Ensuring that software performance does not degrade after a code change is paramount. A solution is to regularly execute software microbenchmarks, a performance testing technique similar to (functional) unit tests, which, however, often becomes infeasible due to extensive runtimes. To address that challenge, research has investigated regression testing techniques, such as test case prioritization (TCP), which reorder the execution within a microbenchmark suite to detect larger performance changes sooner. Such techniques are either designed for unit tests and perform sub-par on microbenchmarks or require complex performance models, drastically reducing their potential application. In this paper, we empirically evaluate single- and multi-objective search-based microbenchmark prioritization techniques to understand whether they are more effective and efficient than greedy, coverage-based techniques. For this, we devise three search objectives, i.e., coverage to maximize, coverage overlap to minimize, and historical performance change detection to maximize. We find that search algorithms (SAs) are only competitive with but do not outperform the best greedy, coverage-based baselines. However, a simple greedy technique utilizing solely the performance change history (without coverage information) is equally or more effective than the best coverage-based techniques while being considerably more efficient, with a runtime overhead of less than 1%. These results show that simple, non-coverage-based techniques are a better fit for microbenchmarks than complex coverage-based techniques.

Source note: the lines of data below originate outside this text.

PR #6584, opened 2023-08-03
contracts-bedrock: cleanup deploy script

tynes:
**Description**

Use a standard modifier to skip deploying contracts to non devnet networks. Simplifies the code, removes branching, ensures that the contracts are always deployed as expected.

### DIFF
--- a/packages/contracts-bedrock/scripts/Deploy.s.sol
+++ b/packages/contracts-bedrock/scripts/Deploy.s.sol
@@ -112,7 +112,7 @@ contract Deploy is Deployer {
     /// @notice Modifier that will only allow a function to be called on devnet.
     modifier onlyDevnet() {
         uint256 chainid = block.chainid;
-        if (chainid != Chains.LocalDevnet && chainid != Chains.GethDevnet) {
+        if (chainid == Chains.LocalDevnet || chainid == Chains.GethDevnet) {
             _;
         }
     }
--- a/packages/contracts-bedrock/scripts/Deploy.s.sol
+++ b/packages/contracts-bedrock/scripts/Deploy.s.sol
@@ -110,9 +110,9 @@ contract Deploy is Deployer {
     }
 
     /// @notice Modifier that will only allow a function to be called on devnet.
-    modifier onlyDevnet() internal view returns (bool) {
+    modifier onlyDevnet() {
         uint256 chainid = block.chainid;
-        if chaind != Chains.LocalDevnet && chainid != Chains.GethDevnet {
+        if (chainid != Chains.LocalDevnet && chainid != Chains.GethDevnet) {
             _;
         }
     }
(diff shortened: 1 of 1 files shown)


packages/contracts-bedrock/scripts/Deploy.s.sol
```diff
@@ -109,6 +109,14 @@ contract Deploy is Deployer {
         vm.stopBroadcast();
     }
 
+    /// @notice Modifier that will only allow a function to be called on devnet.
+    modifier onlyDevnet() {
+        uint256 chainid = block.chainid;
+        if (chainid != Chains.LocalDevnet && chainid != Chains.GethDevnet) {
```
Inphi: Shouldn't this be `chainid == Chains.LocalDevnet || chainid == Chains.GethDevnet`?

also, btw, is `chains.OPLocalDevnet` still useful?

tynes: Good catch, can confirm from the logs

```
Syncing deployment AddressManager: contract AddressManager
  Syncing deployment L1CrossDomainMessenger: contract L1CrossDomainMessenger
  Syncing deployment L1CrossDomainMessengerProxy: contract ResolvedDelegateProxy
  Syncing deployment L1ERC721Bridge: contract L1ERC721Bridge
  Syncing deployment L1ERC721BridgeProxy: contract Proxy
  Syncing deployment L1StandardBridge: contract L1StandardBridge
  Syncing deployment L1StandardBridgeProxy: contract L1ChugSplashProxy
  Syncing deployment L2OutputOracle: contract L2OutputOracle
  Syncing deployment L2OutputOracleProxy: contract Proxy
  Syncing deployment OptimismMintableERC20Factory: contract OptimismMintableERC20Factory
  Syncing deployment OptimismMintableERC20FactoryProxy: contract Proxy
  Syncing deployment OptimismPortal: contract OptimismPortal
  Syncing deployment OptimismPortalProxy: contract Proxy
  Syncing deployment ProxyAdmin: contract ProxyAdmin
  Syncing deployment SystemConfig: contract SystemConfig
  Syncing deployment SystemConfigProxy: contract Prox
```

tynes: > also, btw, is chains.OPLocalDevnet still useful?

It is useful if you manually deploy against the local devnet. The docker compose setup uses `geth --dev` to deploy against which uses 1337 as its chainid and it cannot be changed without being a bit more invasive. Without both chainids in here, its all or nothing with the docker setup, either bring the whole thing down and bring the whole thing back up

If anvil supported `debug_dumpBlock` then we could remove `geth` as a dep and just start anvil with chainid 900 and then dump the state and always use the same chainid

Inphi (approved):

clabby (approved):
Looks great :)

翻译：确保代码变更后软件性能不下降至关重要。一种解决方案是定期执行软件微基准测试——一种类似于（功能性）单元测试的性能测试技术，但由于运行时间过长往往难以实施。为应对这一挑战，研究人员探索了回归测试技术，例如测试用例优先级排序（TCP），该方法通过重新排序微基准测试套件的执行顺序，以便更快地检测到较大的性能变化。这类技术要么专为单元测试设计而难以胜任微基准测试，要么依赖复杂的性能模型，大幅降低了潜在应用价值。本文通过实证评估单目标和多目标基于搜索的微基准测试优先级排序技术，探究其是否比基于贪心策略和覆盖率的传统方法更有效、更高效。为此，我们设计了三个搜索目标：最大化覆盖率、最小化覆盖重叠度、最大化历史性能变化检测。研究发现，搜索算法（SA）仅能与最优的贪心覆盖基线方法竞争，但并未超越后者。然而，一种仅基于历史性能变化（不含覆盖率信息）的简单贪心技术，其有效性等同或优于最优的基于覆盖度的技术，同时效率显著提升（运行时开销低于1%）。这些结果表明，对于微基准测试，简单的非覆盖度方法比复杂的覆盖度方法更具适用性。